Brief => From the line containing "Issue #810, opened 2021-05-19" down to the line containing "-8,7 +8,7 @@ local UpdateSprint = UpdateSprint" in the records below, reproduce every line exactly, ends included, and omit all others.

● ● ● ● ● ● ●

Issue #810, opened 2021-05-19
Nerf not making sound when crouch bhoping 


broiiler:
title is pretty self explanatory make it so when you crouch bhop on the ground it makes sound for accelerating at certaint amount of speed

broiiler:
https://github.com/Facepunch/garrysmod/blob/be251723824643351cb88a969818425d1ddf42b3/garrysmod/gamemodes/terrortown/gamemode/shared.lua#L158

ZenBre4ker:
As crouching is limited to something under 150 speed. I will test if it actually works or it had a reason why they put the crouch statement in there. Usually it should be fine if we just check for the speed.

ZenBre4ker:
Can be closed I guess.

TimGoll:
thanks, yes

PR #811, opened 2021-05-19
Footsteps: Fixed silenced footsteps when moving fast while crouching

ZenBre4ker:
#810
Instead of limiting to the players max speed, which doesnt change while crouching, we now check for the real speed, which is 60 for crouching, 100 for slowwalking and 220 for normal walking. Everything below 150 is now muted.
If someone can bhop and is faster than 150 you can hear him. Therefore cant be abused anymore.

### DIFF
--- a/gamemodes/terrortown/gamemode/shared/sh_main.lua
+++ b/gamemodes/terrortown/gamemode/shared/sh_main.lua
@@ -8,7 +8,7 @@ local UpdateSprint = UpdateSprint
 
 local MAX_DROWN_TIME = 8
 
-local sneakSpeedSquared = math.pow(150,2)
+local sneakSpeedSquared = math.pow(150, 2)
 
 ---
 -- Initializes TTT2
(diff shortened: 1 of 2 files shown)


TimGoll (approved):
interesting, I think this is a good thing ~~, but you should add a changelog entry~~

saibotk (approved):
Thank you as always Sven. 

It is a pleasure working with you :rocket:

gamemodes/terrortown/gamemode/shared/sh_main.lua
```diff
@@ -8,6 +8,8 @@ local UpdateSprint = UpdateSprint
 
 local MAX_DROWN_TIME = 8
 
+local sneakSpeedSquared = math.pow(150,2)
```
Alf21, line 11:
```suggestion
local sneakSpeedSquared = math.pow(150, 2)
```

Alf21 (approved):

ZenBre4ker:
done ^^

● ● ● ● ● ● ●

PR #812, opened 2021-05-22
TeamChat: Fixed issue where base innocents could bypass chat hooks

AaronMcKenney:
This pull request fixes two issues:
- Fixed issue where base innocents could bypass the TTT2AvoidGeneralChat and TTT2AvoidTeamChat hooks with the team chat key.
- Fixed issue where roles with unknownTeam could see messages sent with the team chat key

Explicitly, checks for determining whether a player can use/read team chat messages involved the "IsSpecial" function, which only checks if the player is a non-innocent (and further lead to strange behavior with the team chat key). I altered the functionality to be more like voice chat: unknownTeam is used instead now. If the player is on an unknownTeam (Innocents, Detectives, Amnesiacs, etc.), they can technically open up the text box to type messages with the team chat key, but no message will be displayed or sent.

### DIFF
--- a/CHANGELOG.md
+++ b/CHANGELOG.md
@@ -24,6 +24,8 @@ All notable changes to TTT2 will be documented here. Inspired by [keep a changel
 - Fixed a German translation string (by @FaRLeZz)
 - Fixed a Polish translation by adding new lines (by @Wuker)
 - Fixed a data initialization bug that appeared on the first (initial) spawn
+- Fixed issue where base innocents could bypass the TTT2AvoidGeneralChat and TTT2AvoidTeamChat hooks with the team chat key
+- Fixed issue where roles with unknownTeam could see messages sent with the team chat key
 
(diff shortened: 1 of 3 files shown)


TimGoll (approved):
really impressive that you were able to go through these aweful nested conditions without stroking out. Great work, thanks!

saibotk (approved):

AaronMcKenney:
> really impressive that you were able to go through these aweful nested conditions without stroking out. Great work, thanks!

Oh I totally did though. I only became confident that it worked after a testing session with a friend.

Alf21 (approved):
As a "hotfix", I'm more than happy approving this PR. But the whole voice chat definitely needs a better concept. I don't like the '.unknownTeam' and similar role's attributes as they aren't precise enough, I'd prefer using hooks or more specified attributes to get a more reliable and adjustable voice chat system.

● ● ● ● ● ● ●

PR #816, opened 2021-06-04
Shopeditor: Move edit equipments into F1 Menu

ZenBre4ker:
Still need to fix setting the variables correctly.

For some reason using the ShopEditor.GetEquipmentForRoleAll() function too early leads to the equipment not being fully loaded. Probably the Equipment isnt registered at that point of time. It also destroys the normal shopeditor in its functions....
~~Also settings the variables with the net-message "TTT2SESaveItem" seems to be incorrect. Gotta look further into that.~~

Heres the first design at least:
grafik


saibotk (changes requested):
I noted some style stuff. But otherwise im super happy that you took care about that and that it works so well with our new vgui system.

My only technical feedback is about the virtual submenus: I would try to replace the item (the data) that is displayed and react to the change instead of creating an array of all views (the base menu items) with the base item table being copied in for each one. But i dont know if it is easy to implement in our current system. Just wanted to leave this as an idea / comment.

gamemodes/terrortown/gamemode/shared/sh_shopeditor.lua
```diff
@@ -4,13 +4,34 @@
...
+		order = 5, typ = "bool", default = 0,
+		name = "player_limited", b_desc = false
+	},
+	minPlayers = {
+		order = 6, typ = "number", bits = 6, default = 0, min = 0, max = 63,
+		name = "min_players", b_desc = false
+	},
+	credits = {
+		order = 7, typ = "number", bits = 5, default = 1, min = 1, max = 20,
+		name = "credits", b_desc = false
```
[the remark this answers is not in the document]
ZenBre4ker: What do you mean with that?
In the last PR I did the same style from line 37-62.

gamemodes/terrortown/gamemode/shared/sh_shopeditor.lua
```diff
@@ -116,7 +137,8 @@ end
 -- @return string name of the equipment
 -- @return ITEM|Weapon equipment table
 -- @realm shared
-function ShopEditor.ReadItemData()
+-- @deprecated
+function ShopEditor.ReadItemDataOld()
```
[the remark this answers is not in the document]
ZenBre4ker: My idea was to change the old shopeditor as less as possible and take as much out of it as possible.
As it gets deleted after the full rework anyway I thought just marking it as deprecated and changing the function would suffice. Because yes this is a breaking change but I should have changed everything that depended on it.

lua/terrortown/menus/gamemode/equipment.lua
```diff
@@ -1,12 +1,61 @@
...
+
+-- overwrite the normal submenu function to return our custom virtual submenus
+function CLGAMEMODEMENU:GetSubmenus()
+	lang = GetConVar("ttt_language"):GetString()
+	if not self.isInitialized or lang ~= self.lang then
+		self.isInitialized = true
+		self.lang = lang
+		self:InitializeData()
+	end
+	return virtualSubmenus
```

● ● ● ● ● ● ●

Task result =>
Issue #810, opened 2021-05-19
Nerf not making sound when crouch bhoping 


broiiler:
title is pretty self explanatory make it so when you crouch bhop on the ground it makes sound for accelerating at certaint amount of speed

broiiler:
https://github.com/Facepunch/garrysmod/blob/be251723824643351cb88a969818425d1ddf42b3/garrysmod/gamemodes/terrortown/gamemode/shared.lua#L158

ZenBre4ker:
As crouching is limited to something under 150 speed. I will test if it actually works or it had a reason why they put the crouch statement in there. Usually it should be fine if we just check for the speed.

ZenBre4ker:
Can be closed I guess.

TimGoll:
thanks, yes

PR #811, opened 2021-05-19
Footsteps: Fixed silenced footsteps when moving fast while crouching

ZenBre4ker:
#810
Instead of limiting to the players max speed, which doesnt change while crouching, we now check for the real speed, which is 60 for crouching, 100 for slowwalking and 220 for normal walking. Everything below 150 is now muted.
If someone can bhop and is faster than 150 you can hear him. Therefore cant be abused anymore.

### DIFF
--- a/gamemodes/terrortown/gamemode/shared/sh_main.lua
+++ b/gamemodes/terrortown/gamemode/shared/sh_main.lua
@@ -8,7 +8,7 @@ local UpdateSprint = UpdateSprint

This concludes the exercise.